Listed entries

PR #6284, opened 2022-10-11
fix(autofix): Add binary operator expression printing

nmote:
This does two things.
* Separates `ordinary_call` and `opcall` printing into two different methods. Binary expressions are desugared in the generic AST to a function application where the target is an operator. Since this is not language-specific, I put the logic to differentiate these in the base_printer.
* Implements parenthesis insertion. As demonstrated by the test cases, parentheses must be added surrounding certain AST nodes. For now, this inserts too many parentheses in the spirit of UglyPrinter, but we can refine this later by tracking the context in which a node appears.
  * As part of this, I removed the `print_any` in `Hybrid_print.ml`. When print avoidance succeeds there, it bypasses the parenthesis insertion in `print_expr`.

These couldn't easily be separated because without implementing binary expression printing, there's no way to test parenthesis insertion. Without implementing parenthesis insertion, binary expression printing would lead to a regression over textual autofix (I can give an example if anyone is interested).

I also filled in metavar replacement and print-avoidance for expressions cases so that the tests can run.

Test plan: Automated tests

PR checklist:


nmote:
The snapshot changes are just formatting differences. The file in question still gets its line count reduced, so it is still testing what it was meant to test. The reason for the change is that now we can lift text from the original target for all expressions, so we can successfully print `requests.post`.

semgrep-core/src/core/ast/Ugly_print_AST.ml
```diff
@@ -107,12 +137,49 @@ class base_printer : printer_t =
...
+    method private print_expr_without_parens { e; _ } = self#print_expr_kind e
     method print_expr_kind _ = print_fail ()
     method print_argument _ = print_fail ()
     method print_arguments _ = print_fail ()
 
+    method print_call e args =
+      match e.G.e with
+      (* Binary operator expressions are desugared to calls, but are different
+       * enough that they merit a separate method here. *)
+      | G.IdSpecial (G.Op _, _) -> self#print_opcall e args
```
aryx, line 173: Why not pass the op as an argument instead of e, that way the signature of print_opcall is also clearer.

semgrep-core/src/core/ast/Ugly_print_AST.ml
```diff
@@ -107,12 +137,49 @@ class base_printer : printer_t =
...
+      | _ -> self#print_ordinary_call e args
+
+    method print_opcall _ _ = print_fail ()
+    method print_ordinary_call _ _ = print_fail ()
+
     (* TODO Add more nodes as needed. *)
+
+    method private needs_parens =
+      function
+      | G.E { e = G.Call ({ e = G.IdSpecial (G.Op _, _); _ }, _); _ } -> true
```
aryx, line 187: maybe add a comment saying that by default we are overly defensive and print extra parents each time.

aryx (approved):

semgrep-core/src/core/ast/Ugly_print_AST.ml
nmote: I did this so that print-avoidance would work for operators. Because we can look up expressions and use their original text, when `print_opcall` calls `print_expr`, this just works. If we passed down the operator, it wouldn't. There is no `any` variant for `operator` (and even if there were, it doesn't have location information so it would require some additional tweaking), or is there one for `special` or `special wrap`. Because the external printer works by storing a table with `AST_generic.any` as the key, making this work would require some changes.

Either we can pass down the expression here, which I don't think makes printing any more onerous since you would just call `print_expr` instead of `print_operator`, or add a variant to `AST_generic.any`, or change how the external printer works to allow it to print non-any nodes, which would mean more boilerplate. I prefer this solution, though I think the last may also be worth exploring. I do not think it is a good idea to add an `any` variant to support this.

I'll add a comment explaining this.

nmote: I'll also add a test that verifies that operators are lifted from the original text (since we can't currently print them, the fact that the existing tests pass are proof of that, but once we implement that, nothing will prevent someone from inadvertently breaking it)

Work instruction
Exactly as shown, repeat every record.

Response area
PR #6284, opened 2022-10-11
fix(autofix): Add binary operator expression printing

nmote:
This does two things.
* Separates `ordinary_call` and `opcall` printing into two different methods. Binary expressions are desugared in the generic AST to a function application where the target is an operator. Since this is not language-specific, I put the logic to differentiate these in the base_printer.
* Implements parenthesis insertion. As demonstrated by the test cases, parentheses must be added surrounding certain AST nodes. For now, this inserts too many parentheses in the spirit of UglyPrinter, but we can refine this later by tracking the context in which a node appears.
  * As part of this, I removed the `print_any` in `Hybrid_print.ml`. When print avoidance succeeds there, it bypasses the parenthesis insertion in `print_expr`.

These couldn't easily be separated because without implementing binary expression printing, there's no way to test parenthesis insertion. Without implementing parenthesis insertion, binary expression printing would lead to a regression over textual autofix (I can give an example if anyone is interested).

I also filled in metavar replacement and print-avoidance for expressions cases so that the tests can run.

Test plan: Automated tests

PR checklist:


nmote:
The snapshot changes are just formatting differences. The file in question still gets its line count reduced, so it is still testing what it was meant to test. The reason for the change is that now we can lift text from the original target for all expressions, so we can successfully print `requests.post`.

semgrep-core/src/core/ast/Ugly_print_AST.ml
```diff
@@ -107,12 +137,49 @@ class base_printer : printer_t =
...
+    method private print_expr_without_parens { e; _ } = self#print_expr_kind e
     method print_expr_kind _ = print_fail ()
     method print_argument _ = print_fail ()
     method print_arguments _ = print_fail ()
 
+    method print_call e args =
+      match e.G.e with
+      (* Binary operator expressions are desugared to calls, but are different
+       * enough that they merit a separate method here. *)
+      | G.IdSpecial (G.Op _, _) -> self#print_opcall e args
```
aryx, line 173: Why not pass the op as an argument instead of e, that way the signature of print_opcall is also clearer.

semgrep-core/src/core/ast/Ugly_print_AST.ml
```diff
@@ -107,12 +137,49 @@ class base_printer : printer_t =
...
+      | _ -> self#print_ordinary_call e args
+
+    method print_opcall _ _ = print_fail ()
+    method print_ordinary_call _ _ = print_fail ()
+
     (* TODO Add more nodes as needed. *)
+
+    method private needs_parens =
+      function
+      | G.E { e = G.Call ({ e = G.IdSpecial (G.Op _, _); _ }, _); _ } -> true
```
aryx, line 187: maybe add a comment saying that by default we are overly defensive and print extra parents each time.

aryx (approved):

semgrep-core/src/core/ast/Ugly_print_AST.ml
nmote: I did this so that print-avoidance would work for operators. Because we can look up expressions and use their original text, when `print_opcall` calls `print_expr`, this just works. If we passed down the operator, it wouldn't. There is no `any` variant for `operator` (and even if there were, it doesn't have location information so it would require some additional tweaking), or is there one for `special` or `special wrap`. Because the external printer works by storing a table with `AST_generic.any` as the key, making this work would require some changes.

Either we can pass down the expression here, which I don't think makes printing any more onerous since you would just call `print_expr` instead of `print_operator`, or add a variant to `AST_generic.any`, or change how the external printer works to allow it to print non-any nodes, which would mean more boilerplate. I prefer this solution, though I think the last may also be worth exploring. I do not think it is a good idea to add an `any` variant to support this.

I'll add a comment explaining this.

nmote: I'll also add a test that verifies that operators are lifted from the original text (since we can't currently print them, the fact that the existing tests pass are proof of that, but once we implement that, nothing will prevent someone from inadvertently breaking it)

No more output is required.